Astronomy 162: Introduction to Stars, Galaxies, & the Universe Prof. Richard Pogge, MTWThF 9:30

Lecture 21: Testing Stellar Evolution

Key Ideas

H-R Diagrams of Star Clusters

Ages from the Main-Sequence Turn-off

Open Clusters

Young clusters of few 1000 stars

Blue Main-Sequence stars & few giants

Globular Clusters

Old clusters of a few 100,000 stars

No blue Main-Sequence stars & many giants

Testing Stellar Evolution

• Stellar Evolution happens on billion-year time scales.
• Astronomers only live for a few 10s of years.

The Solution:

• Make H-R Diagrams of star clusters with a wide range of ages.

Star Clusters

All stars in a cluster

• are at the same distance, so it is easy to measure their relative Luminosities,
• have the same age,
• have the same chemical composition,
• have a wide range of stellar masses.

The Main Sequence, Revisited

As we have seen in previous lectures on the Main Sequence and Star Formation:

1. The Main Sequence is a Mass Sequence:
   • Massive stars are hot and high luminosity.
   • Low-mass stars are cool and low luminosity.

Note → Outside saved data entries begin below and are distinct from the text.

Issue #13, opened 2016-09-09
Make it easy to customize essential parameters of the KBox


sarfata:
We need to make basic configuration much easier but it will be configured in a header file and will require recompiling the firmware.
- [x] Speed of NMEA1 and NMEA2
- [ ] Orientation of KBox in the boat
- [x] Enable / Disable IMU

sarfata:
closed by #107

Issue #71, opened 2017-11-23
As a user, I should be able to completely disable NMEA2000


sarfata:

CaptainRon47:
Probably setting a flag in the beginning somewhere to output NMEA 2K data or not would resolve this.

sarfata:
There is a configuration for this now.

closed by #107.

Issue #62, opened 2017-11-23
As a user, I want to configure the speed of NMEA input/output


sarfata:
Users should be able to configure the speed of NMEA ports without recompiling the firmware.

CaptainRon47:
Thomas,
I have my NMEA interface box connected to NMEA1 and it runs at 4800, while I have my radio AIS output connected to NMEA2 and it runs at 38400.  So I have them set as such.  Once they are set I don't see a need to change them, so the request to set them without recompiling is not mine.

sarfata:
Thanks for the precision Ron. I do think that this is one of the most basic configuration and people should not have to recompile for that so I hope to have a configuration file on the sdcard that defines this.

sarfata:
closed by #107

Issue #43, opened 2017-08-29
As a user, I would like to see NMEA data going out the NMEA outputs


ronzeiller:
You write:
Two NMEA0183 outputs

How to activate NMEA0183 output?

sarfata:
Hi,

They are not used in the code yet but you can just write to Serial2 and Serial3. What information would you like to see on those outputs? Tell me more and I will help!

thomas

ronzeiller:
Hi Thomas,

All informations available, which can be described as pure NMEA0183 could be written to NMEA1 or NMEA2. 
(The $PCDIN sentences would probably make no sense on Serial Output, as not understood from any navigation program directly connected)
This would make KBox more universatile in its use.
For examle is this needed to connect KBox to a Raymarine´s (formerly Tacktick) Micronet Interface Transmitter for communication with Racemaster and/or other Micronet Displays.

Thank you!
Ronnie

CaptainRon47:
My specific interest here is to be able to set way points from OpenCPN and send them to my GPS.  But my GPS only has one input (at 4800) and so I cannot send it both input instrument data and waypoint data separately.  Currently my GPS, at the helm, receives all my instrument NMEA data from my NMEA instrument interface box as it is also sent to the KBox (my NMEA interface box can source to both the GPS and Kbox simultaneously).  I would like to be able to (instead) repeat all my instrument data and add way point sentences from OpenCPN (on my Rpi) as it returns to the Kbox and comes from the NMEA outputs on the Kbox.  So KBox would have to act like a true multiplexer by both repeating the input data and adding data coming from OpenCPN (or any other navigation program).

sarfata:
I think we can make a dumb version of output to NMEA work easily but we are going to run into issues when there is too much data flowing in KBox than what we can send at 4800 bauds. In this case, some messages will get lost and we will need some kind of filtering, or reduction of speed to make sure this does not happen. We can implement this later.

sarfata:
I think we can make a dumb version of output to NMEA work easily but we are going to run into issues when there is more data flowing in KBox than we can send at 4800 bauds. In this case, some messages will get lost and we will need some kind of filtering, or reduction of speed to make sure this does not happen. We can implement this later.

CaptainRon47:
Thomas,
[...]

PR #104, opened 2017-12-14
#13 - KBox configuration

sarfata:
Very much a work in progress. There is just unit tests for now. I still need to plug it into the nmea and imu services.

Sharing so you can give me your opinion and thoughts @ronzeiller .


ronzeiller:
I think I will have to get used to this JSON thing :-)

First view: looks good :thumbsup:
Second view: may be you could rename NMEA_1, NMEAConfig and all sorts of this to something which describes it better, e.g. COM1 and COM2 (as nice computers still have :grin: )
There could be so much more on these interfaces as Seatalk, PCDIN-sentences, input of extern IMU-sensor or other sensors in a binary format or Actisense format output as is recognised by Expedition software and so on....

Then NMEA-naming will belong to special things as Talker-IDs, sentence-IDs, enabling output of sentences....

ronzeiller:
@sarfata
Thought more about this config issue...

I am afraid that this kind of config will be very, very complicated over all.
We will have around 50 to 100 (or even more) different config settings in different classes where somebody has to search where to find what, because it is not clear where a config variable will belong to.

Then this settings will be boolean, strings, arrays or multidimensional arrays and for all of this tests, and functions will be needed.

I know, that my ini-file with it's simple structure is from programers point of view quite ugly, but it is very simple and fast to implement.

I would suggest:

1.  that we first make a collection of variables already needed, all in one class, very easy to overlook and easy to use all over the code.

2. Then complete all needed functions, inputs and outputs on serial and web interfaces that KBox can be practically used on a boat.

3. Then let´s start to work on the data computer (lot's of more settings, constants, boat parameters, calibration values,.......)

4. And then, at least, when all of this usefull things are working, start a web based configuration thing with this kind of classes, JSON, get set.....

Just my 2cents....

sarfata:
> Second view: may be you could rename NMEA_1, NMEAConfig and all sorts of this to something which describes it better, e.g. COM1 and COM2 (as nice computers still have 😁 )

That is a very good point and I have renamed the config and the service to "SerialService" which should be more generic.

> I am afraid that this kind of config will be very, very complicated over all.
> We will have around 50 to 100 (or even more) different config settings in different classes where somebody has to search where to find what, because it is not clear where a config variable will belong to.

The idea with my system is that each service has one associated configuration class. The reason for doing this is it limits interdependencies between services. The SerialService for example, only knows about SerialConfig, not about the config required for other services.

I hope it will not be too complicated but I understand your concerns and so I have decided to push this PR a bit further and implement a few more config variables, and plug them in the code to see what it looks like. Let's re-discuss when I am done and see if it's too verbose for what it gives us.

> Then this settings will be boolean, strings, arrays or multidimensional arrays and for all of this tests, and functions will be needed.

If we are reading from a INI file we still have to convert to bools, ints, enums or arrays, no? And if we are doing this type of parsing, I think we still need unit tests. I am not sure the choice of JSON or INI changes anything here. Can you explain why INI makes this easier?

ronzeiller:
> If we are reading from a INI file we still have to convert to bools, ints, enums or arrays, no? And if we are doing this type of parsing, I think we still need unit tests. I am not sure the choice of JSON or INI changes anything here. Can you explain why INI makes this easier?

What I meant is, that for implementing new values it is very easy, just write into the according section of **one central** file `xy = nn;` or `xy = array{a,b,c}` and ready you are :)

> The idea with my system is that each service has one associated configuration class. The reason for doing this is it limits interdependencies between services. The SerialService for example, only knows about SerialConfig, not about the config required for other services.

I see your point.
Just thinking of the future where lot of inputs/outputs and data formats will be implemented that it could be that too much encapsulation will make it difficult to read code. and find where, what is.
But as you said: Let's re-discuss it when it becomes more visible where it is going to.

ronzeiller:
Apropos easy.... :-)

Could you please do the special string thing into the Generator for the SignalK Time variable, whenever you find time for this? [85#issueComment](https://github.com/sarfata/kbox-firmware/issues/85#issuecomment-348402690)
Then I could start with the KBox time and the timestamp for logging files....

sarfata:
@ronzeiller would you mind taking one more look and let me know if you see anything wrong?

I will continue working on configuring the WiFi mode, SSID and Password in a separate PR.

ronzeiller:
@sarfata 
This is a huge and great step forward! 
So glad that you took the efford of doing this.
I cannot see anything wrong.
 :thumbsup:  :thumbsup:

sarfata:
closes #13 
closes #71 
closes #62 
closes #43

2. A star's Main-Sequence Lifetime depends on Mass:
   • Massive stars have short M-S lifetimes
   • Low-mass stars have long M-S lifetimes.

3. Low-Mass stars take longer to form than High-Mass stars.

Progressive Evolution

• Start with high-mass stars on the M-S, and low-mass stars still approaching.
• High mass run out of hydrogen in their cores first, evolving off into supergiants.
• As successively lower mass stars run out of hydrogen in their cores, they too evolve off.

Effect is that stars peel off the Main Sequence from the top (high-mass end) down as the cluster ages from 1 Myr to 10 Gyr.

H-R Diagrams of a Simulated Star Cluster

This simulated star cluster has 30,000 stars with masses from 0.3 to 30M_sun. Stellar evolution calculations from the MIST v1.1 database were used.

The plots below show snapshots of the cluster at 1 Myr through 10 Gyr. The green line in each shows the location of the zero-age main sequences (ZAMS).

Watch this animation of the full cluster simulation showing the evolution of the H-R diagram from an age of 100 kyr to 19 Gyrs (YouTube video):

Main Sequence Turn-off

Point where the Main Sequence "turns off" towards giant stars.

• As cluster ages, the stars at the turn-off are lower mass
• Low mass stars have redder colors.

Color of the turn-off is an indicator of the cluster age:

• Older Clusters have redder and fainter turn-offs.

Types of Clusters

• Sparse clusters (few 100s - 1000s of stars)
• few parsecs in diameter
• Many blue Main-Sequence stars
• A few Giants
• Relatively Young ages (100's of Myr)

Image of the young Open Cluster NGC 2266 (300k jpeg)

Credit: Sven Kohle & Till Credner, image from Calar Alto.

Globular Clusters:

• Rich spherical clusters (10⁵-10⁶ stars)
• 10-30 parsecs in diameter
• No blue Main-Sequence stars
• Many Giants
• Old Ages (few Gyr)

Image of the Globular Cluster M80 (422K jpeg)

Credit: Space Telescope Science Institute

Open Clusters

• They are young to middle-aged
• Have blue Main-Sequence stars
• Few supergiants or giants
• Old Open clusters have more red giant stars
• Don't see Horizontal Branch stars
• Youngest Open Clusters still have gas clouds associated with them

Globular Clusters

• Very old ages: 10-13 Billion Years
• Red turnoffs and no blue Main-Sequence stars
• Many Red Giants but no Supergiants
• A prominent Horizontal Branch
• Slightly bluer and fainter Main Sequence due to having less metals than nearby stars

Conclusions

Observations of clusters with ages from a few Million to 15 Billion years confirms much of our picture of stellar evolution.

Piecing together the story of Stellar Evolution has been a triumph of observational and theoretical work. We still have many questions to answer, but the big picture is secure.